##### Given material

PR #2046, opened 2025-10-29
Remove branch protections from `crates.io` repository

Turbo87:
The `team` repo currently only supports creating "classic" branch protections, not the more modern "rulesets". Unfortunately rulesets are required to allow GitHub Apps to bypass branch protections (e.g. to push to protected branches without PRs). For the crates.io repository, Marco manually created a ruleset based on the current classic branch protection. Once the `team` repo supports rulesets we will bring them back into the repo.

##########

Nothing in the data may be omitted; transcribe it exactly.

→ Response for this exercise
PR #2046, opened 2025-10-29
Remove branch protections from `crates.io` repository

Turbo87:
The `team` repo currently only supports creating "classic" branch protections, not the more modern "rulesets". Unfortunately rulesets are required to allow GitHub Apps to bypass branch protections (e.g. to push to protected branches without PRs). For the crates.io repository, Marco manually created a ruleset based on the current classic branch protection. Once the `team` repo supports rulesets we will bring them back into the repo.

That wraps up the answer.